Collected data entries

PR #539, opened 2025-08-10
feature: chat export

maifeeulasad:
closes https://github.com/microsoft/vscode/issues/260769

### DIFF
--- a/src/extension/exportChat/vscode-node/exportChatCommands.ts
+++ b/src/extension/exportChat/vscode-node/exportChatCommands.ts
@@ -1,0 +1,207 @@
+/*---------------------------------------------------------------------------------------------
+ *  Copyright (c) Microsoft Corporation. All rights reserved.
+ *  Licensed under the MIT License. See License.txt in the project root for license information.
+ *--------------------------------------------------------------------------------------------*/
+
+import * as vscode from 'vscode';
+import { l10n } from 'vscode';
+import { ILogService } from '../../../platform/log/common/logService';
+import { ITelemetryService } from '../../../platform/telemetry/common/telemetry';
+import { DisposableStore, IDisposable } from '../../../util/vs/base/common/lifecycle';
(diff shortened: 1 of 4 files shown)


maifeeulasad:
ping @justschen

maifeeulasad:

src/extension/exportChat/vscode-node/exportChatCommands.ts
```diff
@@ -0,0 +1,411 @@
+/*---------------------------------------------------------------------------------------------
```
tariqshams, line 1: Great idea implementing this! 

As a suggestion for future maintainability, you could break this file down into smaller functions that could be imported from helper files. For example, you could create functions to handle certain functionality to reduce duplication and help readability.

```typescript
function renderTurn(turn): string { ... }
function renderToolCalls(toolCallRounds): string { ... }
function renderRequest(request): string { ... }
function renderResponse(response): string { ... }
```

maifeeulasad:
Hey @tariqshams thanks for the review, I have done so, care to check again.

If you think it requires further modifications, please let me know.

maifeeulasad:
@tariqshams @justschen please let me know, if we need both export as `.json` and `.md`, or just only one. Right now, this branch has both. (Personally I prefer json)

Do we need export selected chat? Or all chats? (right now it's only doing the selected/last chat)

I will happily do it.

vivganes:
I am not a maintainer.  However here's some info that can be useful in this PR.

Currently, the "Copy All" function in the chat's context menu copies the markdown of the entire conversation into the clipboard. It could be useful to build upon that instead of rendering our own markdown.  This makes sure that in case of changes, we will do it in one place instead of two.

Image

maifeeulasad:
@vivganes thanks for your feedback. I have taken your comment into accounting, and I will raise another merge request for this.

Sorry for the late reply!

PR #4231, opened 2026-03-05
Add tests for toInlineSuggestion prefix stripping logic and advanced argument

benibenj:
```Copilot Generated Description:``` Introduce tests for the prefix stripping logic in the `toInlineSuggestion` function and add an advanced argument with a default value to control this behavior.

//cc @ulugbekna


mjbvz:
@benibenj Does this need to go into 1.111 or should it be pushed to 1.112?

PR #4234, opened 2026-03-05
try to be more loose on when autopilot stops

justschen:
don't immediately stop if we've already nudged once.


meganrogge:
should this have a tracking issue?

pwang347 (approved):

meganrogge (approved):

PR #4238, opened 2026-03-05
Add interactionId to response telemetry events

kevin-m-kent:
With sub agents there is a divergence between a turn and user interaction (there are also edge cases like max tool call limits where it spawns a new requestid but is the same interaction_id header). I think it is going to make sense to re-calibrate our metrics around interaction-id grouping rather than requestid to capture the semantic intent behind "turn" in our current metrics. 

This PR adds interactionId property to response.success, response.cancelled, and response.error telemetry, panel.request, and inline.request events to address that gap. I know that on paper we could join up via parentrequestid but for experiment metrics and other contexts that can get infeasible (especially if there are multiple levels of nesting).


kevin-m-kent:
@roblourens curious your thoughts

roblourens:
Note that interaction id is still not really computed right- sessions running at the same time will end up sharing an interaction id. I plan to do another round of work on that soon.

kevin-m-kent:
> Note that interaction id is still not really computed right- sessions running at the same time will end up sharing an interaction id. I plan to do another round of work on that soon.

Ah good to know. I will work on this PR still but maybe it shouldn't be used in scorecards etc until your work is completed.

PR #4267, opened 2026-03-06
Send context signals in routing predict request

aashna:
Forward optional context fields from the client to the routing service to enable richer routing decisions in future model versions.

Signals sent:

* * *

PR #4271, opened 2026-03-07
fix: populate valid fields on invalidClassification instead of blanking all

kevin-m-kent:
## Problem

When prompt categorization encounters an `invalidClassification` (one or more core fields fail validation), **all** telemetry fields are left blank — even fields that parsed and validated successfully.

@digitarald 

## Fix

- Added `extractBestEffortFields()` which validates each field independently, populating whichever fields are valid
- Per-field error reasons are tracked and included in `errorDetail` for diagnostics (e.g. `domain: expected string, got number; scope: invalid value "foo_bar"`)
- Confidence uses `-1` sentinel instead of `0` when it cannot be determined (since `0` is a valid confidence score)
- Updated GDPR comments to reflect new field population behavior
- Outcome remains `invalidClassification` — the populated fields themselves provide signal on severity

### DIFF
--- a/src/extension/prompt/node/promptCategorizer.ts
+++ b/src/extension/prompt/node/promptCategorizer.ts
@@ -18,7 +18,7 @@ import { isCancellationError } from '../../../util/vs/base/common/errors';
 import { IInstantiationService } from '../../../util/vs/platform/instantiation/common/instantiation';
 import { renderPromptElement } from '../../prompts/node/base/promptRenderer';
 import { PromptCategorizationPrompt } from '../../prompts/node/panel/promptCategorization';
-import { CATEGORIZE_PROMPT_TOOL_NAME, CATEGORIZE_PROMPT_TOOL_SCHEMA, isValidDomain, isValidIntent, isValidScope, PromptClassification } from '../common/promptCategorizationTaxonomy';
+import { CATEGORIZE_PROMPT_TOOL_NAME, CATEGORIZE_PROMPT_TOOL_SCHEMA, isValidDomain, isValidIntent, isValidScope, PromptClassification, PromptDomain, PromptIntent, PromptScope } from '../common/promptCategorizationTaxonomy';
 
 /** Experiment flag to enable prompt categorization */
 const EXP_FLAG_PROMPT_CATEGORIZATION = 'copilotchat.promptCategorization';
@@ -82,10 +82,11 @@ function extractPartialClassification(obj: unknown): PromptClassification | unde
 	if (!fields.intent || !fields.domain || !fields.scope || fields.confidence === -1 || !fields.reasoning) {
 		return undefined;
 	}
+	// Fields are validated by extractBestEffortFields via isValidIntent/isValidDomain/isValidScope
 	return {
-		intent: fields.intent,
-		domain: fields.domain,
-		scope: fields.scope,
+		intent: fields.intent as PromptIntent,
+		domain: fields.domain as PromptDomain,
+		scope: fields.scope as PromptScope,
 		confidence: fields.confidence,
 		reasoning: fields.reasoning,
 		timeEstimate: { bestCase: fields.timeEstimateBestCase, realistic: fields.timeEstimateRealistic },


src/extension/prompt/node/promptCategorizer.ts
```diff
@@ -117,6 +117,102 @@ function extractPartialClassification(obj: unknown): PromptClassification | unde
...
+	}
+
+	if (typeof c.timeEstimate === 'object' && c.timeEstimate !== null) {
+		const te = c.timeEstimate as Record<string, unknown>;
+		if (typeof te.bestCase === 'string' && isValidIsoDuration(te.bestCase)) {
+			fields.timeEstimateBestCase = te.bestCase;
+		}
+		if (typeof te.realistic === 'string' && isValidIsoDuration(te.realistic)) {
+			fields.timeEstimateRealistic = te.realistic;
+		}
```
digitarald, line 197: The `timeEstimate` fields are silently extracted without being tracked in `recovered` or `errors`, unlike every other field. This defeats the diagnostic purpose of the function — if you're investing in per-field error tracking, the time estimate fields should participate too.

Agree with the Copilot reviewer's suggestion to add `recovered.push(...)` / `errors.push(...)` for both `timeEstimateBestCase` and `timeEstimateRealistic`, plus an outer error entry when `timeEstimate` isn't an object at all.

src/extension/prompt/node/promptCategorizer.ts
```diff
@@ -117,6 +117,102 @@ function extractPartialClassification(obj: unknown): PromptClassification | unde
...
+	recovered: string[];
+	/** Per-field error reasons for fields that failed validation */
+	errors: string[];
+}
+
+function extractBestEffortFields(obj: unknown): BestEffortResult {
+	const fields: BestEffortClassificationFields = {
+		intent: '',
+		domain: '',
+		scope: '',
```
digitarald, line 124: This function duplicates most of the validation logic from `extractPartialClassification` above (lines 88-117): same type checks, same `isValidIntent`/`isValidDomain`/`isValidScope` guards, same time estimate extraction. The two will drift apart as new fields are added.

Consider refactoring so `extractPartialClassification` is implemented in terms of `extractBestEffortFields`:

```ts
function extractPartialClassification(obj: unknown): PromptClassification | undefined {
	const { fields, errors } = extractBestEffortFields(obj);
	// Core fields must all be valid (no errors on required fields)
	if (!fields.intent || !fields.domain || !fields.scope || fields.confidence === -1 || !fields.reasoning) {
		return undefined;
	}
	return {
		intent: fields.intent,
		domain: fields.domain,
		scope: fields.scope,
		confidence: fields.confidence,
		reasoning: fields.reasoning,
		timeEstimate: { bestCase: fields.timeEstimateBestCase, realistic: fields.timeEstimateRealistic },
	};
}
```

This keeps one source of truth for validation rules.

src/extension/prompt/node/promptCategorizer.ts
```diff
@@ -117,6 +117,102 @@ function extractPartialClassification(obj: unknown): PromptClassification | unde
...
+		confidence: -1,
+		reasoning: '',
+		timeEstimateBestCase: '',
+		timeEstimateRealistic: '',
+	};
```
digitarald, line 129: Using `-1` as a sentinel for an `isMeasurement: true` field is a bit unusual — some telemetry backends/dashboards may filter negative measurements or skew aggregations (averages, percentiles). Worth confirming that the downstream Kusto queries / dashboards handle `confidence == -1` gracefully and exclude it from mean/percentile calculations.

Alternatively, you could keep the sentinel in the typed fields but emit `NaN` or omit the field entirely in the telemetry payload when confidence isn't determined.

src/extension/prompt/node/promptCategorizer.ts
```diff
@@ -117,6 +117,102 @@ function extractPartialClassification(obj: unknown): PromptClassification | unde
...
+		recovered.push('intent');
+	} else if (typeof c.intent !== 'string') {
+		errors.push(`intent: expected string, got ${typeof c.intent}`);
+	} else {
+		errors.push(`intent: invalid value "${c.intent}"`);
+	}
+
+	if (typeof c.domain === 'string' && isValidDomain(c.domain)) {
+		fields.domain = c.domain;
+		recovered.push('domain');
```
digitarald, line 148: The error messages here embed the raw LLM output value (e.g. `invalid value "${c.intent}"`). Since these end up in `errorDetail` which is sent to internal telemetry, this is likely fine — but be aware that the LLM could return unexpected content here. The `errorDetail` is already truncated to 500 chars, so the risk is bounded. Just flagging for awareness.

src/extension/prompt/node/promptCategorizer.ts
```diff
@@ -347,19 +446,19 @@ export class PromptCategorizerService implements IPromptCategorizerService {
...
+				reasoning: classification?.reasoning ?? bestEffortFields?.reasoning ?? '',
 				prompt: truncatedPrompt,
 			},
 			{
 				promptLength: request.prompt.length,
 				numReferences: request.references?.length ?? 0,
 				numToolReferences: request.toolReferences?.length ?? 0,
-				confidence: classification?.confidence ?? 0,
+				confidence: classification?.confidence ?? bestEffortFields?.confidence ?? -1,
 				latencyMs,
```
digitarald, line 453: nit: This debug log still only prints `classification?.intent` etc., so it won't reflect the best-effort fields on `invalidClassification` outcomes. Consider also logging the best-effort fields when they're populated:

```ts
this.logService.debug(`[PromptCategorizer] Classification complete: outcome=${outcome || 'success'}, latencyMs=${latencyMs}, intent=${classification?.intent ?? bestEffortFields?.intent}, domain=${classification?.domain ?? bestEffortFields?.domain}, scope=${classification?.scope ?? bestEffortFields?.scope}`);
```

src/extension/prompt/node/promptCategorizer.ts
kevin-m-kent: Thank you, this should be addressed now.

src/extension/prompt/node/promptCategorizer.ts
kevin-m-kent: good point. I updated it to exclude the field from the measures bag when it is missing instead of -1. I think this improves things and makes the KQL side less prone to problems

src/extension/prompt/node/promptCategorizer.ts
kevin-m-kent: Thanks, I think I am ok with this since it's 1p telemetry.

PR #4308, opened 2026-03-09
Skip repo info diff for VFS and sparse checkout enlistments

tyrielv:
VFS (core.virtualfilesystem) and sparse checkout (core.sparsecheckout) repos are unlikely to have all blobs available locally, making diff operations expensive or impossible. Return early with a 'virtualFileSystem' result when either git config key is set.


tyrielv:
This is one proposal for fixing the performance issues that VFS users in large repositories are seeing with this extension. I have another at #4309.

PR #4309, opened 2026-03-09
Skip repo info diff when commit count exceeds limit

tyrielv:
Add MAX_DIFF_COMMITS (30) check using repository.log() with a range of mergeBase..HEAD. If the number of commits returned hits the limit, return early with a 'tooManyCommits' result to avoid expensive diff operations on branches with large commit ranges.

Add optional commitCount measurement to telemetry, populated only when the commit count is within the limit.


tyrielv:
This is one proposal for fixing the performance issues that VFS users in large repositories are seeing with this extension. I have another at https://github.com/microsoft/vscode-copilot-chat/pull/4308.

- [TASK ITEM] All lines in the entries above that include "good" should be found and copied.

- [OUTPUT FOR THIS TASK]
Ah good to know. I will work on this PR still but maybe it shouldn't be used in scorecards etc until your work is completed.
kevin-m-kent: good point. I updated it to exclude the field from the measures bag when it is missing instead of -1. I think this improves things and makes the KQL side less prone to problems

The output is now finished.